Fig 6.

Alterations in skin innervation can be used to categorize neuropathic pain syndromes of diverse aetiologies. (a) Innervation of the skin serves to protect organisms through normal nociception. Growth factors (e.g. NGF and GDNF) are constantly produced in the skin and transported retrogradely to sensory neurone cell bodies. (b) When cell bodies are lost or nerves cut and cannot regrow (‘static’ denervation neuropathies), reduced cutaneous innervation results in intact sensory fibres being exposed to abnormally high levels of neurotrophins; this hypertrophic microenvironment is known to enhance excitability and promote sprouting. (c) In ‘dynamic’ denervation neuropathies, cyclic metabolic or other types of stress render cell bodies unable to maintain their longest axons.

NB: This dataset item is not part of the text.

PR #1054, opened 2025-11-14
Update documentation links from awslabs/aws-lambda-rust-runtime to aws/aws-lambda-rust-runtime

ghost:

During cycles of retraction and regrowth, pro-inflammatory cytokines or other mediators may produce axonal excitation. In addition, intact nerve terminals are subject to a hypertrophic environment. (d) In a class of neuropathies or ‘dynias’ best exemplified by vulvodynia or Gullian–Barré syndrome (GBS), immune system activation (or perhaps other factors) have caused local regions of hyperinnervation by cutaneous nociceptors and these nerve terminals display hyperexcitability.